King Kong is one of the most indelible characters in movie history. The story of a giant ape taken from his island home and then shot down off the top of a skyscraper is tattooed on our pop culture subconscious. I believe beloved Cracked.com staple John Cheese put it best when he said, "Daniel, you sexual Tyrannosaur, pay attention. King Kong is life, and I will not stop until the world knows that."
However, there are a few things that have always bothered me about the King Kong films. And one of them is the fact that the movie director, Carl Denham, who puts together the expedition to go to Skull Island, gets nothing in the way of comeuppance at the end. He lies to a team of unwitting sailors to get them to go to an uncharted island, where they are eaten by the prehistoric wildlife. And then, with half of his crew in the stomachs of giant lizards, he decides that they need to take Kong home. They do, Kong kills more people and trashes New York City after breaking out of Denham's little stage show, and then at the end, all Carl can do is say, "Looks like beauty killed the beast." Oh screw you, Carl. Don't think we forgot that this is all your fault.
It'd be different if Carl showed the slightest bit of remorse or changed as a character at all, but he never does. He just kind of kicks the dirt around Kong's carcass and sighs. "Looks like I did a boo boo." He may as well turn to the camera, smile, and shrug while the Merrie Melodies ending theme plays in the background.
Rarely will I ever get the chance to say "Someone needs to eat that motherfucker" in my life, so I'm gonna say it here: Someone needs to eat that motherfucker. Hopefully it's Kong, because that would be delicious justice, but if it's a dinosaur, that would be fine, too.
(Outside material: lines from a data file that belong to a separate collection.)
PR #5308, opened 2026-03-31
[frontend] feat(multi-tenancy): embed tenantId in API - initial setup for multiple PRs (#4864)

corinnekrych:
### Proposed changes

This pull request introduces:

1/  'isFeatureFlagEnabled` It allows FE to get features flags injected by Spring configuration instead of accessing them thro /api/setting - as for mutitenancy we need to access the flag "MULTI_TENANT" to configure the API path before doing an API call (chicken-egg issue)

2/ add a white list TODO of API path that will need migration to support tenant scoping

  - The `buildUri` function in `Action.ts` now conditionally rewrites API paths using `buildTenantApiPath` if the `MULTI_TENANCY` feature flag is enabled and if the API is not in the TODO list
  - All tag-related API actions are updated to use the new `/api/tags` path, removing dependency on the old tenant URI utility.

We want to iteratively move each REST API (excepted some platform specific API s(see Note 1) to a tenant scope API URL. We an have a whitelist of TENANT_MIGRATION_TODO in the FE, As each BE controller is migrated to accept TENANT_PREFIX, we remove the matching entries from TENANT_MIGRATION_TODO — the FE automatically starts sending tenant-prefixed URLs.

| PR | Group | Prefixes to remove from TODO |
|---|---|---|
| ~~PR0~~ | ~~Tags~~ | ~~`/api/tags`~~ ✅ |
| PR1 | initial setup| Define TENANT_MIGRATION_TODO  👀 |
| PR2 | Scenarios & Exercises | `/api/scenarios`, `/api/exercises`, `/api/simulations` |
| PR3 | Injects & lifecycle | `/api/injects`, `/api/injector_contracts`, `/api/atomic-testings`, `/api/inject-expectations-traces` |
| PR4 | Teams & Players | `/api/teams`, `/api/players`, `/api/organizations` |
| PR5 | Assets | `/api/endpoints`, `/api/asset_groups`, `/api/security_platforms` |
| PR6 | Components | `/api/channels`, `/api/challenges`, `/api/payloads`, `/api/documents` |
| PR7 | Findings & Lessons | `/api/findings`, `/api/detection-remediations`, `/api/notification-rules`, `/api/vulnerabilities` |
| PR8 | Integrations | `/api/injectors`, `/api/collectors`, `/api/executors`, `/api/connector-instances`, `/api/catalog-connector` |
| PR9 | Reference data & Misc | `/api/attack_patterns`, `/api/kill_chain_phases`, `/api/domains`, `/api/mappers`, `/api/tag-rules`, `/api/dashboards`, `/api/fulltextsearch`, `/api/roles`, `/api/groups`, `/api/users`, `/api/capabilities`, `/api/xtmhub`, `/api/variables`, `/api/reports` |

### Testing Instructions

1. create one tenant
2. add one tag in taxomonie menu => check API call with tenant_id
3. add one payload (or any other entities) => check API call does not have tenant_id

### Checklist

### Further comments


openaev-front/vite.config.ts
```diff
@@ -52,7 +52,8 @@ export default ({ mode }: { mode: string }) => {
             .replace(/%APP_TITLE%/g, 'OpenAEV Dev')
             .replace(/%APP_DESCRIPTION%/g, 'OpenAEV Development platform')
             .replace(/%APP_FAVICON%/g, `${basePath}/static/favicon.png`)
-            .replace(/%APP_MANIFEST%/g, `${basePath}/static/manifest.json`);
+            .replace(/%APP_MANIFEST%/g, `${basePath}/static/manifest.json`)
```
RomuDeuxfois: **Question**: Would changing this mechanism prevent us from creating feature flags dynamically? Now, we are using environment variable instead of calling API. What do you think ?

openaev-front/src/utils/tenant-url-helper.ts
```diff
@@ -0,0 +1,78 @@
...
+  '/api/platform-roles',
+];
+
+/**
+ * Rewrites an API path to include the tenant prefix.
+ *
+ * This is the FE equivalent of the BE's TenantInterceptor:
+ * one place that applies the tenant prefix to all API calls.
+ */
+export const buildTenantApiPath = (uri: string): string => {
```
RomuDeuxfois, line 64: **Question**: I’m not sure I fully understand the goal here. Doing this seems less disruptive than changing all the URIs on the front end, but is the goal to update the URIs in the -action files, or to let this hook handle it automatically?

RomuDeuxfois: Because when I read tag_uri now, it feels a bit magical to me.

corinnekrych: It's similar to an AOP approach. All URL get rewritten from `/api/tags` to `/api/tenants/${tenantId}/tags`
We could have prefix all URLs occurences. There is pro and con on both approaches.

* This AOP style feels more magical but is more condense and less error prone (not forgetting tenant_id) as default is tenant_id based.
* The other static prefix approach is a massive file changes. It could be error prone if you forget to add tenant_id

openaev-front/vite.config.ts
corinnekrych: Yep this one was tricky.
I thought we need to be behind FF for this rewrite of the API URL but it's a chicken-egg issue: the useFeatureFlag need to access /api/settings 
Here it's a specific case where i need the flag early on in the initialisation of the app.

I dont see it as a replacement for accessing FF dynamically more a edge case for this flag. 

We could decide not to feature flag this change of API routing since our delivery of multi-tenancy is key to the milestone and remove this code on accessing Flag statically

RomuDeuxfois: Since we already have default routing on the back end, maybe the feature flag is not actually necessary for this.

openaev-front/src/utils/tenant-url-helper.ts
RomuDeuxfois: You convinced me that the tenant ID is too error-prone. It’s better to be strict about this and follow your approach.

openaev-front/.env
```diff
@@ -1 +1,2 @@
-HTTPS=false
\ No newline at end of file
+HTTPS=false
+VITE_ENABLED_DEV_FEATURES=MULTI_TENANCY
```
damgouj: question: is it normal you commit that ?

damgouj (commented):
I am a bit late but tests OK and just 1 comment more ;)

Just so the moral of King Kong isn't "You can kill dozens of innocent men in the pursuit of blind capitalism, but don't beat yourself up if it all goes wrong, slugger." Instead the moral would be "Maybe don't suck, as it's harder to find yourself in the jaws of a monster gorilla when you don't suck."
There Is No Logic Behind Dexter Being Kept Alive
At the end of the eighth season of Dexter, Dexter Morgan -- serial killer, narrator, father, and pulled pork sandwich devotee -- takes his beloved sister, Deb, off of life support and dumps her body in the ocean. He then proceeds to drive his boat out into a hurricane, where he supposedly perishes. But a few minutes later, you see that he's totally okay. PSYCH, viewers! You thought you were going to get closure to the show that you've been dedicated to for the better part of a decade, but instead you got the old "Eh, eh? He might be back in the ol' killin' habit? Mayyyyyyybe."
This ending is infuriating because it is, as we critics and scholars like to say, dumb as hell. But that's just the most obvious reason. Why couldn't Deb survive, while Dexter gets wiped out? I understand that we wouldn't have the heartfelt scene wherein Dexter has to pull the plug on a family member, but was there any suspense about that in the first place? Dexter is all about killing people he has connections to. Season after season, Dexter wrestles with killing people he's grown attached to, and very rarely does he pick the option that involves continued breathing. So when he kills Deb, who is brain-dead at this point, it's just him checking another thing off his to-do list.
But Deb, who has gotten about three episode's worth of character development in the span of eight seasons, would benefit greatly from having to mercy-kill her brother, because there's actually a question as to whether or not she'll go through with it. Unlike Dexter, who's made a habit of killing family, friends, neighbors, kiosk dudes at the mall, etc., Deb doesn't have a packed resume of crime. Will she leave her brother be, or will she make the decision to end the life of the most successful killer since Vlad the Impaler?
That's way more interesting than pretending that Dexter might not do something that he's obviously gonna do. Plus, it would resolve the series, rather than delivering one big wink to the people sitting at home. Dexter's a pleasant antihero, but since he's ritualistically carved his way through half of Miami, I don't think I'll be that torn up if his sister decides that he isn't exactly a great role model to have around.